# Report from Darwin N.T



## ChoonaChaser (May 28, 2013)

G'day kayakers,

Just sharing a few photos from some recent trips along Darwin's foreshore. 
I have a hobie pro anger and usually fast troll hard bodies over some shallow reef not too far off shore.

Couple of first for me:

Got my first wild barra from a kayak
Seen a croc from the kayak
and sunk in my kayak

The barra was 55cm and was caught near mindil markets here in Darwin, at 55cm it was small but I was stoked
The croc I saw at Lee point. I was heading out to troll some hard bodies for pelagics and pretty much ran into the 2.5m salty as he was transiting from Shoal bay into the harbour.
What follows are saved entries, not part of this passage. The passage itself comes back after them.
PR #627, opened 2018-05-30
Add posframes to helm in emacs 26+

ar1a:
Some room for improvement, but definitely better than windows!


hlissner:
Nice work, thanks!

PR #631, opened 2018-05-31
Fix magithub not loading after magit

ar1a:
I'd have to run a magithub command to get everything to pop up like pull
requests and what not. I think this was an oversight -- just removing
this will still lazyload it, but instead when magit runs!


rphillips:
this fixes it for me as well.

hlissner:
This was certainly an oversight. Thanks!

PR #632, opened 2018-05-31
Add `q` button to magithub issue view

ar1a:


hlissner:
`q` is already bound to `magit-mode-bury-buffer` in
`magithub-issue-view-mode-map` (because that keymap is derived from
magit-mode-map, which binds `q` appropriately). Is this not the case for you?

ar1a:
it wasn't at the time, i'm too tired to check now :/

hlissner:
It does appear to be, so I'll close this for now.

PR #633, opened 2018-05-31
Change SPC-g-C to magithub-clone

ar1a:


hlissner:
Will this work with full git urls?

Also, `magithub-clone` doesn't appear to be autoloaded. Could you add a `:commands (magithub-clone)` to magithub in `:tools magit`?

ar1a:
that's solved with #631

ar1a:
and no, it doesn't support full urls

hlissner:
> that's solved with #631

Not in the case where `magithub-clone` is called before magit has loaded, which the keybind makes a possibility.

hlissner:
> and no, it doesn't support full urls

Hmm, I may hold back on this then. I'll look into the two commands and write a proxy that will accept both full urls and the user/repo format.

ar1a:
pr amended with the autoloaded command

hlissner:
And done. I wrote `+magit/clone` and bound it to `SPC-g-C`.

PR #617, opened 2018-05-26
python +lpy +conda; org +ipython

fuxialexander:
This PR adds a workflow to work with ipython in org-mode, which is particularly useful for data science. `lpy` and `conda` support were added to help python editing experience. (Conda is used more often than pyenv in data analysis using python).

Main features including:
1. Right pane for edit / run python codes
2. Painless remote ipython kernel support
3. Enjoyable lispy-like python editing experience provided by `lpy` from @abo-abo .
4. Everything are integrated together (conda, lpy, python-send-*, ob-ipython)
5. TRAMP support for `conda.el` (which regulates `anaconda-mode` and `lpy` to use correct python interpreter)

Demo:
1. Remote file with `anaconda-mode` setup to display doc for remote module. Also `conda env` is shown in modeline
image

2. `org-edit-src` setup code editing panel and REPL automatically. Also work for remote kernel.
image

3. Run code in REPL use `+python/repl-send-dwim` or `e` in `lpy`.
image

4. Remote-kernel-based completion works (through lpy `C-x C-o`).
image

PR #652, opened 2018-06-04
Add +conda

Emiller88:
Cleaned up from #617. I finally needed it so it got done.

@fuxialexander Would appreciate a README maybe and add anything I missed, please.

### DIFF
--- a/core/core-packages.el
+++ b/core/core-packages.el
@@ -315,7 +315,9 @@ them."
 
         ;; `quelpa-cache'
         (when (or force-p (not (bound-and-true-p quelpa-cache)))
-          (require 'quelpa)
+          ;; ensure un-byte-compiled version of quelpa is loaded
+          (unless (featurep 'quelpa)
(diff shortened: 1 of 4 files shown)


Emiller88:
Unless @fuxialexander says otherwise this should be ready  @hlissner

hlissner:
Nice work @Emiller88 @fuxialexander, this looks great! I'll revisit this once I understand conda better and see if it can be improved.

liujoey:
many issues in this PR.

1. +conda is not loaded in python/config.el. Should add this:
`(if (featurep! +conda)  (load! "+conda"))`

2. `start-pythonic` function doesn't exist, looked around, i believe it belongs to package 'pythonic.el', and the function name has been changed to `pythonic-start-process`

Emiller88:
@liujoey  Feel free to make a PR to my branch or make a new PR to doom with your changes!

He ignored me and kept cruising...
While on the way to East Point, I incorrectly strapped my hobie down bad on my 6x4 trailer and consequently put 2 stress holes under the seat in the drainage part.
I didn't know this to until I had already launched and saw my dry box start lifting from water right in front of me.
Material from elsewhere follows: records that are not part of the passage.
PR #658, opened 2018-06-06
tools/magit: Show word-granularity on chosen hunk

ar1a:
This really seems like it should be a default, it's so handy to get better
diffs, sort of like how github does it. if set to 'all then it'll show on all of
them, but I think t is good enough.


UndeadKernel:
I already have this in my private config and would argue that it should indeed be a default. Using the value `t` seems to be a good balance between information and clean hunks.

hlissner:
I like it! Wasn't aware magit had the capability. Thanks!

PR #1005, opened 2018-11-12
add required package 'with-editor'

shuxiao9058:


filalex77:
I think `with-editor` is bundled with Magit, at least of version 2.90.0.

PR #1029, opened 2018-11-27
Don't scan frames other than current in popup

amosbird:
This accidentally reuses windows in other frames, especially when there are multiple compliation buffers.


hlissner:
Good catch! Thanks!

the yak has been plastic welded and fixed
the trailer has been better set up
as for the croc it was rare along the foreshore, it was scary 
but has not put me off

I love yakking to much 
Cheers from up North
Choona


----------



## captaincoochin (Nov 11, 2012)

Nice fish bag, and Nice haul of fish. Your not worried yak fishing in croc infested waters at night?
Fortune favours the brave ey..


----------



## Zed (Sep 18, 2006)

I'd write a letter. You're only getting partial fish up there.


----------



## Geoffw (Jan 23, 2011)

A great spot to be fishing from and some nice pics there but I'm not sure I would do it from a yak. While I was there a croc had a go at a dog being walked on Mindle beach and I have seen more than a couple make that transition with the incoming tide at lee point. Go the brave!


----------



## jbonez (Jul 9, 2013)

Legendary stuff mate, looks like you would not want to sink in those waters might be a stressful swim back,

Must be alot of fun fishing topwater lures up there


----------



## clarkey (Jan 13, 2009)

Good stuff mate.


----------



## Deefa (Dec 22, 2012)

I can understand why you are sticking to the inner reefs.
Good stuff.


----------



## scater (Nov 24, 2007)

Good fish, and well done on getting out there in the yak, I never had the guts. That moustache looks like it's been added later using MS Paint. You need and Akubra.


----------



## ChoonaChaser (May 28, 2013)

Cheers for the replies lads,

Love how my mo gets more attention then my fishing report lol

Crocs - We fish the foreshore 
General rule is stay out of the mangroves

Crocs don't live on the foreshore but they use it as a high way for cruising through.
Higher chance of a pranging the car on the way to kayak fishing, I think anyway.

Well I got Spaniyard this morning trolling a gold bomber 
Not massive like you east coast boyz but was stoked

Cheerz from up North 
Choona


----------



## captaincoochin (Nov 11, 2012)

Nice mo


----------



## RhubarbTheYeti (Oct 28, 2013)

Resembles a young Graeme Gooch :?


----------